Well, I’ve given you the problem. Now, tell me what explains the runaway success of this new furniture and appliance store, which is outselling everything else in the world? (Pause). Well, let me do it for you. Is this a low-priced store or a high-priced store? (Laughter). It’s not going to have a runaway success in a strange city as a high-priced store. That would take time. Number two, if it’s moving $500 million worth of furniture through it, it’s one hell of a big store, furniture being as bulky as it is. And what does a big store do? It provides a big selection. So what could this possibly be except a low-priced store with a big selection?

But, you may wonder, why wasn’t it done before, preventing its being done first now? Again, the answer just pops into your head: it costs a fortune to open a store this big. So, nobody’s done it before. So, you quickly know the answer. With a few basic concepts, these microeconomic problems that seem hard can be solved much as you put a hot knife through butter. I like such easy ways of thought that are very remunerative.
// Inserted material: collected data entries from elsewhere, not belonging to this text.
PR #33968, opened 2024-06-18
network-manager-app: Add support for OpenThread BR integration on OpenWrt

ksperling-apple:
### Summary

Add a new ThreadBROpenThreadUbus implementation of the TBRM delegate that interacts with otbr-agent via ubus. Rename the existing dummy implementation to ThreadBRFake.h.

Add some generic utilities for interacting with ubus (and the underlying uloop / ubox libraries) from C++. At the moment this lives under the network-manager example directory, but could move into platform/Linux in the core SDK at a later stage. (Future work based on this is likely to include interacting with hostapd via ubus, as well as exposing some information about the matter application itself, e.g. pairing status.)

### Testing

Tested manually on OpenWrt for now, since this integration code is not easy to meaningfully test in unit tests.

PR #34433, opened 2024-07-22
Add the ability for EventLoopHandlers to participate in a Select-based event loop

ksperling-apple:
`EventLoopHandler`s can be registered with a `LayerSocketsLoop` instance to enable participation of those handlers in the processing cycle of the event loop. This makes it possible to implement adapters that allow components utilizing a third-party event loop API (e.g. ubus) to participate in the Matter event loop, instead of having to run an entirely separate event loop on another thread.

This was split out of #33968.


src/lib/support/IntrusiveList.h
```diff
@@ -414,6 +414,11 @@ class IntrusiveList : public IntrusiveListBase
         ConstIterator(IntrusiveListBase::ConstIteratorBase && base) : IntrusiveListBase::ConstIteratorBase(std::move(base)) {}
         const T * operator->() { return Hook::ToObject(mCurrent); }
         const T & operator*() { return *Hook::ToObject(mCurrent); }
+
+        ConstIterator & operator++() { return static_cast<ConstIterator &>(IntrusiveListBase::ConstIteratorBase::operator++()); }
+        ConstIterator operator++(int) { return IntrusiveListBase::ConstIteratorBase::operator++(1); }
```
bzbarsky-apple, line 419: How come this and the `--(int)` version do not need static casts on the return type?  Same thing below.

bzbarsky-apple (approved):

src/lib/support/IntrusiveList.h
ksperling-apple: They return a new object rather than `this`, and that new object is actually of the base class.
Pretty sure this ends up using the `ConstIterator(IntrusiveListBase::ConstIteratorBase && base)` move constructor.

src/system/SystemLayerImplSelect.cpp
```diff
@@ -608,6 +610,32 @@ SocketEvents LayerImplSelect::SocketEventsFromFDs(int socket, const fd_set & rea
     return res;
 }
 
+#if !CHIP_SYSTEM_CONFIG_USE_DISPATCH
+enum : intptr_t
```
andy31415, line 614: why is the state a intptr_t ? why not plain int or named enum?

andy31415: Once this decision is done, we have `auto` and `decltype` everywhere even though it is not obvious that a `GetState`-like call results in a intptr_t

andy31415 (dismissed):
Please add documentation to the PR summary for me to understand what this PR is about before reading it. the title of Add the ability for EventLoopHandlers to participate ... does not explain what event loop handlers are, why we have them.

Also overall there should be better documentation in the files and eventloophandler seems stand-alone and should be a separate header.

src/platform/Darwin/PlatformManagerImpl.h
```diff
@@ -58,8 +68,8 @@ class PlatformManagerImpl final : public PlatformManager, public Internal::Gener
 private:
     // ===== Methods that implement the PlatformManager abstract interface.
     CHIP_ERROR _InitChipStack();
-    void _Shutdown();
 
+#if CHIP_SYSTEM_CONFIG_USE_DISPATCH
```
andy31415, line 72: why was the shutdown removed? The PR description does not say anything about it.

If it needs to be removed because unused, why not a separate PR since it looks like very independent

src/system/SystemLayer.h
```diff
@@ -288,6 +290,32 @@ class LayerSockets : public Layer
     virtual SocketWatchToken InvalidSocketWatchToken() = 0;
 };
 
+class LayerSocketsLoop;
+
+/**
+ * Enables the participation of subordinate event loops in the SystemLayer event loop.
```
andy31415, line 296: Needs more documentation. What is a subordinate event loop? What are usage examples?

src/system/SystemLayer.h
```diff
@@ -288,6 +290,32 @@ class LayerSockets : public Layer
...
+ */
+class EventLoopHandler : public chip::IntrusiveListNodeBase<>
+{
+public:
+    virtual ~EventLoopHandler() {}
+
+    /**
+     * Prepares events and returns the next requested wake time.
```
andy31415, line 304: what events? wake up time to do what? Overall I need more documentation on this class.

Why is this in `SystemLayer` and not a separate header? Please do not increase the size of headers.

src/system/SystemLayer.h
```diff
@@ -288,6 +290,32 @@ class LayerSockets : public Layer
...
+    virtual Clock::Timestamp PrepareEvents(Clock::Timestamp now) { return Clock::Timestamp::max(); }
+
+    /**
+     * Handles / dispatches pending events.
+     * Every call to this method will have been preceded by a call to `PrepareEvents`.
+     */
+    virtual void HandleEvents() = 0;
+
+private:
+    friend class LayerSocketsLoop;
```
andy31415, line 315: why are you using friend classes? Friend classes create strong coupling and should be generally avoided. If we use friend, please explain in a comment. "Because others may mis-use it" is not a great reason (e.g. we probably want some form of unit tests which often want internal state access).

src/system/SystemLayer.h
```diff
@@ -298,13 +326,22 @@ class LayerSocketsLoop : public LayerSockets
...
     virtual void SetDispatchQueue(dispatch_queue_t dispatchQueue) = 0;
     virtual dispatch_queue_t GetDispatchQueue()                   = 0;
 #elif CHIP_SYSTEM_CONFIG_USE_LIBEV
     virtual void SetLibEvLoop(struct ev_loop * aLibEvLoopP) = 0;
     virtual struct ev_loop * GetLibEvLoop()                 = 0;
 #endif // CHIP_SYSTEM_CONFIG_USE_DISPATCH/LIBEV
+
+protected:
+    // Expose EventLoopHandler.mState to sub-classes
+    decltype(EventLoopHandler::mState) & LoopHandlerState(EventLoopHandler & handler) { return handler.mState; }
```
andy31415, line 344: Why doesn't the EventLoopHandler provide a `GetState() const`? Seems safe enough.

src/system/SystemLayer.h
ksperling-apple: It's explained in the comment one line below. It's so the event loop implementation can use `mState`. I can spell it out more explicitly.

src/system/SystemLayer.h
ksperling-apple: It's not const because the event loop implementations needs to write as well as read it. By using the friend class and this protected helper I'm making it only available to `LayerSocketsLoop` sub-classes, without having to list implementation classes explicitly as friends.

src/platform/Darwin/PlatformManagerImpl.h
ksperling-apple: It was removed because it simply called the inherited method, which is the same as not overriding the method at all. I don't think this warrants a separate PR.

src/system/SystemLayer.h
ksperling-apple: This is similar to how `IntrusiveListNodePrivateBase` contains state (`mPrev` and `mNext`) for use by `IntrusiveList`, except here `LayerSocketsLoop` is abstract, so the state is really used by the concrete implementation class.

ksperling-apple:
> Please add documentation to the PR summary for me to understand what this PR is about before reading it. the title of Add the ability for EventLoopHandlers to participate ... does not explain what event loop handlers are, why we have them.

(Sorry accidentally ended up editing the comment when I meant to hit quote reply)

As far as understanding the context goes, in my opinion it would have been easier to see what the purpose of an EventLoopHandler is by seeing an example of how one is used. This is why I originally included this code in #33968, but broke it out into a separate PR based on your request.

I'm adding more documentation as requested and investigating the test failure.

src/system/SystemLayer.h
ksperling-apple: This is not in a separate header because it belongs quite tightly to `LayerSocketsLoop`. I've clarified this in the added documentation comments.

src/system/SystemLayerImplSelect.cpp
ksperling-apple: It's not a named enum because it's really up to the specific implementation class what gets stored there (though at the moment there's only one implementation class). In practice there aren't going to be a large number of these handlers, and due to alignment the memory cost of an int or an enum are going to be the same anyway. Using an intptr_t gives the implementation the ability to store a pointer if necessary.

src/system/SystemLayer.h
ksperling-apple: I've updated the documentation.

jmartinez-silabs (approved):

PR #34439, opened 2024-07-22
bumping mypy python package version to 1.10.1 in venv

Alami-Amine:
- bumping mypy python package version to 1.10.1 in venv from 0.971 to 1.10.1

And I suggest that you people should also learn to do microeconomics better.  END.

You should read the first three chapters of Competition Demystified to explain how Mrs. Bee developed Nebraska Furniture Market’s advantage.  We will review those chapters in the next several posts while delving deeply into minimum efficient scale and economies of scale.

Whether you learn about microeconomics here or elsewhere, it is critical to apply these mental models in your business analysis.

HAPPY NEW YEAR!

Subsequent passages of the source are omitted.